Among the lines of this listing, count those that include "causes" and state the count by itself.
______
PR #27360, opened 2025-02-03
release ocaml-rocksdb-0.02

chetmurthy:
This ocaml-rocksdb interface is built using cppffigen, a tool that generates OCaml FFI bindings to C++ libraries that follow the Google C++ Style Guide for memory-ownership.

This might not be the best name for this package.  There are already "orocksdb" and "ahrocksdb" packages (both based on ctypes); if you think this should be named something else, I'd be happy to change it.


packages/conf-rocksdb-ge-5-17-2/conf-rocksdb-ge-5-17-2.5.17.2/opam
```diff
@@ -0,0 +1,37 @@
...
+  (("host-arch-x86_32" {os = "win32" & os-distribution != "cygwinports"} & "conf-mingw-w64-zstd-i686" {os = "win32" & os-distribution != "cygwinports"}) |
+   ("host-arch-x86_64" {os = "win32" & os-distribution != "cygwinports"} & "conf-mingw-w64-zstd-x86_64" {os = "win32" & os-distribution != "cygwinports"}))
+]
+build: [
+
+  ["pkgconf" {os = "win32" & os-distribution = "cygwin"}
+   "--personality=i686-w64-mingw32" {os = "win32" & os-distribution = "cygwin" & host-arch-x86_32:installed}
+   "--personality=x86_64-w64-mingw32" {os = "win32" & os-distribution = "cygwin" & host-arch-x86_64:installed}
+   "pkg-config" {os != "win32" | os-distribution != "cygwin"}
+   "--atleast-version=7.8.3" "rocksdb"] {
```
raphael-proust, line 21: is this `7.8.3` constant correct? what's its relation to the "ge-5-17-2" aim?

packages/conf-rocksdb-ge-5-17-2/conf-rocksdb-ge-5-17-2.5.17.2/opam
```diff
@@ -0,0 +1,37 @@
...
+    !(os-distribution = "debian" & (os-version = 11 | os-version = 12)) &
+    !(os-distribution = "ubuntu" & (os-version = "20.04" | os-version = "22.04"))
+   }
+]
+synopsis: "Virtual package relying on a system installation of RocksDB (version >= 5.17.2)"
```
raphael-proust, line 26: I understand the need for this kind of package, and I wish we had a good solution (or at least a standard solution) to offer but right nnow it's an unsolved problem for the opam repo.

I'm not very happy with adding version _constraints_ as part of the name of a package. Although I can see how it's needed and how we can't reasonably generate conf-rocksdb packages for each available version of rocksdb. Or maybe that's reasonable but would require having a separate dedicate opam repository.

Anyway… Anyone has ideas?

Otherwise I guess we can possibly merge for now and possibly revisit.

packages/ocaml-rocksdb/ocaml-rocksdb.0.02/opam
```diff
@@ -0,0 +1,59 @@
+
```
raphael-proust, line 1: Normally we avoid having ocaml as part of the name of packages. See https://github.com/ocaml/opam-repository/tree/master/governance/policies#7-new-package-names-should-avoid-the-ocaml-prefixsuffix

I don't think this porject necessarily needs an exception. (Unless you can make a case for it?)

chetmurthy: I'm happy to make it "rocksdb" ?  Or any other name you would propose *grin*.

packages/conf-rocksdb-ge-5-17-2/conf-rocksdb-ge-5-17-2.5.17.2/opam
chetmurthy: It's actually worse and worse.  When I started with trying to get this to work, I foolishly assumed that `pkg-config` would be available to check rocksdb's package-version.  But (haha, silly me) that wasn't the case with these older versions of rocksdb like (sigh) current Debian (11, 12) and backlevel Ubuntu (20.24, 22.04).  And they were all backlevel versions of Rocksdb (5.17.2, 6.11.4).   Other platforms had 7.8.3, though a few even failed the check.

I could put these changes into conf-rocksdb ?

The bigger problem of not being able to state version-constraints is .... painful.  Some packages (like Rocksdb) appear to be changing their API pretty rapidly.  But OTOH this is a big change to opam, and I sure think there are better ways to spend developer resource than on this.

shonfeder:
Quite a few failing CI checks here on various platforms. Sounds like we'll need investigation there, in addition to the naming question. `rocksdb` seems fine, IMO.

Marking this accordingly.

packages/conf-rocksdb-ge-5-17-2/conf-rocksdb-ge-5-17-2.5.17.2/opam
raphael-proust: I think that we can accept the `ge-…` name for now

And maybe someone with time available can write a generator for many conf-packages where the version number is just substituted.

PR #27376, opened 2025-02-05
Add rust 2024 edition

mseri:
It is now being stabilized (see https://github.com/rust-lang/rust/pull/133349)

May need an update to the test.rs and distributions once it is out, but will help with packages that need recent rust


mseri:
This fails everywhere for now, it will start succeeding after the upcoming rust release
______
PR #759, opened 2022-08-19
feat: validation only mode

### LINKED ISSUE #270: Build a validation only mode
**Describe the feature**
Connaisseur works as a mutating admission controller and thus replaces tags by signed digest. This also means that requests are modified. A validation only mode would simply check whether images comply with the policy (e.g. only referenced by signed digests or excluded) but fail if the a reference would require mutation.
______
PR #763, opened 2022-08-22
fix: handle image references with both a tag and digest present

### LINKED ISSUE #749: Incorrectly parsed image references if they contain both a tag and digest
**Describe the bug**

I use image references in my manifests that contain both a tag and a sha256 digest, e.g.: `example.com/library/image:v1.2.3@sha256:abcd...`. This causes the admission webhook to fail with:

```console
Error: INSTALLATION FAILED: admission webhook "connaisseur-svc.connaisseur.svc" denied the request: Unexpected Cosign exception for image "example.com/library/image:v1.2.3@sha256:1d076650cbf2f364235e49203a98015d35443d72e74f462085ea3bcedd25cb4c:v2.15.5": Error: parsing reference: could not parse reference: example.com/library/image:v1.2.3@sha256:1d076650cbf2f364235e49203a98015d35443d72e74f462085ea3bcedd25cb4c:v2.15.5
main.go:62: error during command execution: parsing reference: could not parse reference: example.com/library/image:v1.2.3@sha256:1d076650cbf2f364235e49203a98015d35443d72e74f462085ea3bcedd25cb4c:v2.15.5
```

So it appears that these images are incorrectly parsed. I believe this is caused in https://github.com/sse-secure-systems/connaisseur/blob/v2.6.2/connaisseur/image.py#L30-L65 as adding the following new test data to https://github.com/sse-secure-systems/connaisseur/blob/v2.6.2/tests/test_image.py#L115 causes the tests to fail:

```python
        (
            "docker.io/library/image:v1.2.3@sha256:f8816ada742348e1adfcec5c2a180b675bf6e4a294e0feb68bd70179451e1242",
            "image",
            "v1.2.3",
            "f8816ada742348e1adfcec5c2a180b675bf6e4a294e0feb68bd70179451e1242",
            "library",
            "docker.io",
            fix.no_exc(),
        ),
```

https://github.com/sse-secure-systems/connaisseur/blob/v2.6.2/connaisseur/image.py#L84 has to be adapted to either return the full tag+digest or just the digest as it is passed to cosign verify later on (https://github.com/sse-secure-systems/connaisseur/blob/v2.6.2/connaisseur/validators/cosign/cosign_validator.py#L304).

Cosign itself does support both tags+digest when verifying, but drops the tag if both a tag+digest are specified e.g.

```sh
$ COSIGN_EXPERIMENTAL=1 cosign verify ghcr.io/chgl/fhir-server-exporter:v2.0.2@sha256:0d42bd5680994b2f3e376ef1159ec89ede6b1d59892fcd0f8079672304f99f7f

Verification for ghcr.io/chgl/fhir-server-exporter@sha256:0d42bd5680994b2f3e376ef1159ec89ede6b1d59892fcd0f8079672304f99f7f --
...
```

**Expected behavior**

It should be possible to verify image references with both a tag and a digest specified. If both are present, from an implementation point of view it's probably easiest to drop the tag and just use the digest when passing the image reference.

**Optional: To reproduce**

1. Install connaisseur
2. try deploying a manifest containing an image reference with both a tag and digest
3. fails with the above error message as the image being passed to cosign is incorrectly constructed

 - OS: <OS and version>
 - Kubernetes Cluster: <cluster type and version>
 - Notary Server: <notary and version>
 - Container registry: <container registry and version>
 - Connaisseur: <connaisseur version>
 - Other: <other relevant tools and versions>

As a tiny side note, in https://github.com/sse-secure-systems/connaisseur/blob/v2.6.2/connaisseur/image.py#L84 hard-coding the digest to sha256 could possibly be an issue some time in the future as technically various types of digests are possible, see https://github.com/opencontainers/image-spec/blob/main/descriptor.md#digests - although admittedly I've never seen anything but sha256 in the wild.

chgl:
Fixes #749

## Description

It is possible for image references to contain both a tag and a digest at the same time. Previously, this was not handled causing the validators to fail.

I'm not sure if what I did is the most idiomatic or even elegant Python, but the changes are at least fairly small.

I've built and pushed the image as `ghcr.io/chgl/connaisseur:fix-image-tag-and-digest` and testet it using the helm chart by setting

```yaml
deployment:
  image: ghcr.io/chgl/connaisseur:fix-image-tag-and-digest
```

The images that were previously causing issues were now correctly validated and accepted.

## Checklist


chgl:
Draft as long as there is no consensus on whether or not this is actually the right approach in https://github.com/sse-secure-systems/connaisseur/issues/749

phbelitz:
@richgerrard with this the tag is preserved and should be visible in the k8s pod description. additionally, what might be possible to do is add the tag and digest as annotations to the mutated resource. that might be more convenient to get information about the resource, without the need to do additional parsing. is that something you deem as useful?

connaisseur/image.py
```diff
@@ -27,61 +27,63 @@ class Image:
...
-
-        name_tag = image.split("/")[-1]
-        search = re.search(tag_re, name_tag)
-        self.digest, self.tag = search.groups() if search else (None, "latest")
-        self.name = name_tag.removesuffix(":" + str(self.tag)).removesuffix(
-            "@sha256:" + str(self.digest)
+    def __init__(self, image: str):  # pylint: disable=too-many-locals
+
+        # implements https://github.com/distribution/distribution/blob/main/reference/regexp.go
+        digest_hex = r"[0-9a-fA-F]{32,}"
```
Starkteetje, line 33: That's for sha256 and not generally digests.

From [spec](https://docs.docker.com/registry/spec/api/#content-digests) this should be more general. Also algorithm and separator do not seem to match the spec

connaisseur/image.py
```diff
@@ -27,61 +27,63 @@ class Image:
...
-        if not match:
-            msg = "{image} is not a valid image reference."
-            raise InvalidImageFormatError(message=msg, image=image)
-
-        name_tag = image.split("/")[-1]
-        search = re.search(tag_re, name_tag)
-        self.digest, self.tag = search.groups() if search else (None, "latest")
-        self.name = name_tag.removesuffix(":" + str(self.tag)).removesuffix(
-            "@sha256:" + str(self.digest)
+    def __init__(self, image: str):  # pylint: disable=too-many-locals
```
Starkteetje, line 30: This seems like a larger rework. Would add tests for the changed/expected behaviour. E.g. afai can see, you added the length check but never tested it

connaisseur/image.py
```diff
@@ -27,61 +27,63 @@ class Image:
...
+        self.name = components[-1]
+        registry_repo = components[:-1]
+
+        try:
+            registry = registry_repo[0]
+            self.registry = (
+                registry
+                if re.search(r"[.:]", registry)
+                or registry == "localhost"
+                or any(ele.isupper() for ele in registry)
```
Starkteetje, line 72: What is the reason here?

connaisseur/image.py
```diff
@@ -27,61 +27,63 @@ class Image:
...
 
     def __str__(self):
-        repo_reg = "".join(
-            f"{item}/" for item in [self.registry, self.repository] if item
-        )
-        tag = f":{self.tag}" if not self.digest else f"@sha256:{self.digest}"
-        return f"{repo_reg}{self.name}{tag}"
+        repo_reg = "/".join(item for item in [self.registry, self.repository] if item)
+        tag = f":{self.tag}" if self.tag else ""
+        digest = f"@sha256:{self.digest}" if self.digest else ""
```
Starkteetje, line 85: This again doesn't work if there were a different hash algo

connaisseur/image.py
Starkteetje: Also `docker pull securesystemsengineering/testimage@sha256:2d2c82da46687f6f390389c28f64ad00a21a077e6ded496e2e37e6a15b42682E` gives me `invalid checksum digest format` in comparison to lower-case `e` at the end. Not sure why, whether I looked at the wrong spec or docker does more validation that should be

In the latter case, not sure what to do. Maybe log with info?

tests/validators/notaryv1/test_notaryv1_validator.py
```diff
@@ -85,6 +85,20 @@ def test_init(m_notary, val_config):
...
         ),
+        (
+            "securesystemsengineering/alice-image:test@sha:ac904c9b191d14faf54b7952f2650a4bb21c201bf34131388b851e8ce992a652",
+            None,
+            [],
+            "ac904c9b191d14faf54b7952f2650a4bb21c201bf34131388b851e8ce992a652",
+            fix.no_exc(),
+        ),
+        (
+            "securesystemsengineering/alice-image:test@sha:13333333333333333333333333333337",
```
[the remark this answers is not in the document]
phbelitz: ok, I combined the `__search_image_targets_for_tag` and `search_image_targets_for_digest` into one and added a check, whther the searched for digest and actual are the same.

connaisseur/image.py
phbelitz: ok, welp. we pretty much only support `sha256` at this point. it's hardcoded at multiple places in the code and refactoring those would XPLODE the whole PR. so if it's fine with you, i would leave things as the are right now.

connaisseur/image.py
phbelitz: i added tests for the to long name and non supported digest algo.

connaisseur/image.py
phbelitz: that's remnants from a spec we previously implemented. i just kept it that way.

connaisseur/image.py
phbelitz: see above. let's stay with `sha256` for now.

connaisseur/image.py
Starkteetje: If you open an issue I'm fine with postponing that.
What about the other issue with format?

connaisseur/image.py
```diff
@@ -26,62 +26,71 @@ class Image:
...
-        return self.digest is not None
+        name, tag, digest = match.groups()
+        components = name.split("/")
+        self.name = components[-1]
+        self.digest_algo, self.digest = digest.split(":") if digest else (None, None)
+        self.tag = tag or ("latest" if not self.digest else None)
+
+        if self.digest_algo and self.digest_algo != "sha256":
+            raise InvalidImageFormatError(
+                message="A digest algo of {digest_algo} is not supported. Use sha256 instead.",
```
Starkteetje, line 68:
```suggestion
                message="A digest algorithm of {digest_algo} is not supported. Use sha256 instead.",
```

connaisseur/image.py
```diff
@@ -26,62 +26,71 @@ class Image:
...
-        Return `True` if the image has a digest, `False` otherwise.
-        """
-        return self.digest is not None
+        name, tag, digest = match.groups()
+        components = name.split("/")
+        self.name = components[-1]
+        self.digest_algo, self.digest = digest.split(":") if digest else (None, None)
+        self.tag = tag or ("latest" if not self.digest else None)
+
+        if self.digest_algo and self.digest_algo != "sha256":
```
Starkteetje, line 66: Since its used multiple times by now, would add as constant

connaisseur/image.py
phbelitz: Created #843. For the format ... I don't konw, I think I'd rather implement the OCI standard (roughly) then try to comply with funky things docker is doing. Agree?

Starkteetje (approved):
______
▶ _Task solution_:
2